__What you are asked to do__
The result should be every line in the data below that carries the string "optimisation".

Dataset entries
PR #7239, opened 2021-06-04
[experimental] Bulk load all external references in streamfields

kaedroho:
The current ``bulk_to_python`` methods in streafields only bulk load on one field at a time. This PR is a possible replacement for this that supports bulk loading referenced instances in the entire streamfield in one go.

**How it works**

Currently, we insert the IDs into the object returned by `get_prep_value` and this is stored in the database without any further conversion.

    [
        {
            "type": "image",
            "value": 1,
        },
        {
            "type": "image",
            "value": 2,
        },
        {
            "type": "image",
            "value": 1,
        }
    ]

This PR changes the` get_prep_value` implentation on ``ChooserBlock`` to return actual instances, and these get handled in a separate step. So the example above becomes:

    [
        {
            "type": "image",
            "value": <Image id=1>,
        },
        {
            "type": "image",
            "value": <Image id=2>,
        },
        {
            "type": "image",
            "value": <Image id=1>,
        }
    ]

Before serializing into JSON, these instances are replaced with `_ref` objects which contain an index to a "refs" object at the top of the streamfield value:

    {
        "blocks": [
            {
                "type": "image",
                "value": { "_ref": 0 }
            },
            {
                "type": "image",
                "value": { "_ref": 1 }
            },
            {
                "type": "image",
                "value": { "_ref": 0 }
            }
        ],
        "refs": [
            ["wagtailimages.Image", 1],
            ["wagtailimages.Image", 2]
        ]
    }

On retrieval, we bulk load the objects in “refs” and reinsert them back into the JSON object, to get back to the state we had in step 2. We then pass this value into `to_python`.

This “refs” key could be used later for quickly calculating object usage from streamfields too.

This would replace the existing and rather complicated `bulk_to_python` methods, which could mean that this change would reduce the complexity of the code overall. However, since it might take some time for existing data to be updated, we should keep this around for a couple of releases.

### DIFF
--- a/wagtail/core/blocks/field_block.py
+++ b/wagtail/core/blocks/field_block.py
@@ -665,6 +665,11 @@ class ChooserBlock(FieldBlock):
         # the incoming serialised value should be None or an ID
         if value is None:
             return value
+
+        elif isinstance(value, self.target_model):
+            # Value bulk loaded by streamfield
+            return value
+
         else:
             try:
                 return self.target_model.objects.get(pk=value)
@@ -684,7 +689,7 @@ class ChooserBlock(FieldBlock):
         if value is None:
             return None
         else:
-            return value.pk
+            return value
 
     def value_from_form(self, value):
         # ModelChoiceField sometimes returns an ID, and sometimes an instance; we want the instance
@@ -707,6 +712,9 @@ class ChooserBlock(FieldBlock):
         if isinstance(value, self.target_model):
             value = value.pk
         return super().clean(value)
+
+    def get_api_representation(self, value, context=None):
+        return value.pk if value else None
 
     class Meta:
         # No icon specified here, because that depends on the purpose that the
--- a/wagtail/core/blocks/stream_block.py
+++ b/wagtail/core/blocks/stream_block.py
@@ -6,6 +6,7 @@ from collections.abc import MutableSequence
 
 from django import forms
 from django.core.exceptions import NON_FIELD_ERRORS, ValidationError
+from django.db import models
 from django.forms.utils import ErrorList
 from django.utils.functional import cached_property
 from django.utils.html import format_html_join
@@ -13,6 +14,7 @@ from django.utils.translation import gettext as _
 
 from wagtail.admin.staticfiles import versioned_static
 from wagtail.core.telepath import Adapter, register
+from wagtail.core.utils import resolve_model_string
 
 from .base import Block, BoundBlock, DeclarativeSubBlocksMetaclass, get_help_icon
 
@@ -177,11 +179,18 @@ class BaseStreamBlock(Block):
 
         return StreamValue(self, cleaned_data)
 
-    def to_python(self, value):
+    def to_python(self, value, root=False):
         # the incoming JSONish representation is a list of dicts, each with a 'type' and 'value' field
         # (and possibly an 'id' too).
         # This is passed to StreamValue to be expanded lazily - but first we reject any unrecognised
         # block types from the list
+
+        if root and isinstance(value, dict):
+            return StreamValue(self, [
+                child_data for child_data in value['value']
+                if child_data['type'] in self.child_blocks
+            ], is_lazy=True, refs=value['refs'])
+
         return StreamValue(self, [
             child_data for child_data in value
             if child_data['type'] in self.child_blocks
@@ -238,7 +247,7 @@ class BaseStreamBlock(Block):
             for block_map in block_maps
         ]
 
-    def get_prep_value(self, value):
+    def get_prep_value(self, value, root=False):
         if not value:
             # Falsy values (including None, empty string, empty list, and
             # empty StreamValue) become an empty stream
@@ -247,7 +256,7 @@ class BaseStreamBlock(Block):
             # value is a StreamValue - delegate to its get_prep_value() method
             # (which has special-case handling for lazy StreamValues to avoid useless
             # round-trips to the full data representation and back)
-            return value.get_prep_value()
+            return value.get_prep_value(root=root)
 
     def get_form_state(self, value):
         if not value:
@@ -416,7 +425,7 @@ class StreamValue(MutableSequence):
         def __repr__(self):
             return repr(list(self))
 
-    def __init__(self, stream_block, stream_data, is_lazy=False, raw_text=None):
+    def __init__(self, stream_block, stream_data, is_lazy=False, refs=None, raw_text=None):
         """
         Construct a StreamValue linked to the given StreamBlock,
         with child values given in stream_data.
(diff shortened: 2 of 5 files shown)


gasman:
Thanks @kaedroho - this is a really interesting approach. However, I'm reluctant to change the JSON data representation, for a few reasons:

* There's a lot of code in the wild that works directly with the current JSON representation, because in many respects it's more self-explanatory and simpler than wrangling the native-Python types (image objects, RichText values etc). Requiring all of that code to be updated to work with a more complex representation - one that only really benefits Wagtail's internal code - would be an unreasonable burden, one that goes beyond what we can reasonably ask people to make through the normal deprecation process.
* It turns the semantics of `get_prep_value` from something that's easily understandable in one line (convert a native Python value for this block into something JSON-serialisable) to something that's full of exceptions and edge cases.
* Ultimately, it's not necessary - if we're capable of walking the data structure to build a flat list of object references at the point of saving the data, we can equally do that when reading the data back. (Yes, reads will happen more often than writes, but walking the tree is not the bottleneck here - it's the database lookups, and we can achieve the same optimisation there either way.)

I acknowledge that understanding _why_ bulk_to_python works is complicated, but it's a self-contained algorithmic kind of complexity that doesn't 'leak out' into the rest of the design of StreamField. Structural blocks such as StreamBlock are only concerned with organising the data of their children - they don't care whether that data comes from a database or has undergone rich text conversion, or whether they're the top-level block or not. As far as bulk_to_python is concerned, its goal is to convert all of the incoming data in as few calls to its children's bulk_to_python methods as possible. (It doesn't care _why_ fewer, big calls to bulk_to_python is better than lots of small ones.)

Conversely, blocks like ImageChooserBlock that do database lookups _only_ do database lookups, and aren't concerned with the bigger structure. If it receives a list of 100 IDs in bulk_to_python, it doesn't care what contortions StreamBlock went through to pull those IDs into a flat list.

What we're in danger of doing here is trading that 'algorithmic' complexity for a "keeping lots of concepts in your head" cognitive-load kind of complexity, where every component needs to know about everything else in the stack: chooser blocks have to know when it's safe to return non-JSON values, and StreamBlocks need to know how to do database lookups (which isn't the case right now - they do pure data structure manipulation), and whether they're passing data back to the StreamField or to another parent block. I do believe that the current separation of concerns is the key to how StreamField has managed to rein in complexity over time, where other similarly-clever bits of code in the Wagtail ecosystem (like modelcluster and wagtail-transfer) haven't.

Now, having said that, this PR does provide a key improvement over the bulk_to_python approach, namely that all lookups of the same object type can be batched together, not just values that are to be handled by the same specific block instance (i.e. values at the same structural position in the tree). I'm confident that we can find an implementation that captures that idea without breaking the separation of concerns. I have a hunch that it's something along the lines of: rather than each block instance implementing its own to_python / bulk_to_python methods, it delegates that to a dedicated 'preloader' object. In the case of something like ImageChooserBlock, that would be a singleton object shared by all ImageChooserBlock instances. There will then be some mechanism (which I haven't figured out yet) where those preloader objects will bubble up to the top level, and the higher-level blocks will identify where the same preloader is in use in multiple places, and ensure that all requests to that preloader are handled in a single call.

kaedroho:
Thanks for your very detailed reply @gasman! I generally agree with all that you've said.

One reason I liked the "refs" approach is that I think it would make it easier to find the number of StreamFields that reference a particular object, but there are probably other ways to store that.

I like the general idea of using pre-loader objects. One thing that might be able to do, that this PR wasn't able to, is pre-loading objects that aren't directly referenced from the JSON such as image renditions and embeds.

Another extension to that, which might not be difficult to implement but would be really helpful, could be to allow people to collect together these pre-loaders for multiple StreamFields and run them together. This would allow us to nest data about images and embeds in the API (we can't do this currently as we don't allow N+1 queries) and make Wagtail more efficient for bulk static-site generation.

gasman:
I've got a bit more of an idea of how this could work, and the missing piece is a mini-library to encapsulate the general concept of a 'batch operation': something that takes an input and generates a result, and is most efficient when performed in bulk. For example, a database lookup. This might exist already, and we should check before reinventing the wheel :-)

This library defines two types:

`Operation` - represents some task that can be applied to an input, such as "fetch a page object with a given ID". Operation objects are immutable, hashable, and implement equality such that two operations that do the same thing compare as equal. This makes it possible to use them as dictionary keys. Operation objects implement a `run_batch` method which takes a `set` of inputs and returns a `dict` mapping inputs to outputs. Wagtail would provide a subclass `DatabaseLookup`:

    page_lookup = DatabaseLookup(Page, only=['title'])
    page_lookup.run_batch({1, 2, 3})  # returns {1: <Page "foo">, 2: <Page "bar">, 3: <Page "baz">}

`Batch` - represents a batch of work to be performed by multiple Operations. Internally this is represented as a dict mapping `Operation` objects to a `set` of inputs:

    my_batch = Batch({
        page_lookup: {1, 2, 3},
        image_lookup: {4, 5, 6},
    })

Batch objects can be added together, to return a new Batch object with the dictionaries merged. Finally, they implement a `run()` method that returns a dict of the results of `run_batch` on all operations:

    my_batch.run()
    => {
        page_lookup: {1: <Page "foo">, 2: <Page "bar">, 3: <Page "baz">},
        image_lookup: {4: <Image "foo.jpg">, 5: <Image "bar.jpg">, 6: <Image "baz.jpg>},
    }

This would be used by StreamField as follows:

Blocks would implement a `prefetch(val)` method which returns a Batch object representing the lookups that it would like to happen in advance of running `to_python`. Structural blocks would implement this by calling `prefetch` on all children and adding the resulting Batch objects together. The top-level block initiating the `to_python` operation would then call `run()` on the final batch, before passing the results to each child `to_python` method (or, more likely, a new method `to_python_with_prefetch` for that purpose).

    class Block:
        def prefetch(self, value):
            # by default, blocks do not prefetch anything
            return Batch({})

        def to_python_with_prefetch(self, value, prefetch_result):
            # by default, blocks do not make use of the prefetch result
            return self.to_python(value)


    class ImageChooserBlock(Block):
        image_lookup = DatabaseLookup(Image)

        def prefetch(self, value):
            return Batch({
                self.image_lookup: {value}
            }

        def to_python_with_prefetch(self, value, prefetch_result):
            return prefetch_result[self.image_lookup][value]


    class ListBlock(Block):
        def prefetch(self, value):
            result = Batch({})
            for item in value:
                result += self.child_block.prefetch(item)
            return result

        def to_python_with_prefetch(self, value, prefetch_result):
            return [
                self.child_block.to_python_with_prefetch(item, prefetch_result)
                for item in value
            ]

        def to_python(self, value):
            # once all container block types have adopted this optimisation, we would expect to_python
            # to only ever be called on the top-level StreamBlock. However, the implementation will be
            # the same in all cases...
            prefetch_result = self.prefetch(value).run()
            return self.to_python_with_prefetch(value, prefetch_result)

__Result for this task__
* Ultimately, it's not necessary - if we're capable of walking the data structure to build a flat list of object references at the point of saving the data, we can equally do that when reading the data back. (Yes, reads will happen more often than writes, but walking the tree is not the bottleneck here - it's the database lookups, and we can achieve the same optimisation there either way.)
            # once all container block types have adopted this optimisation, we would expect to_python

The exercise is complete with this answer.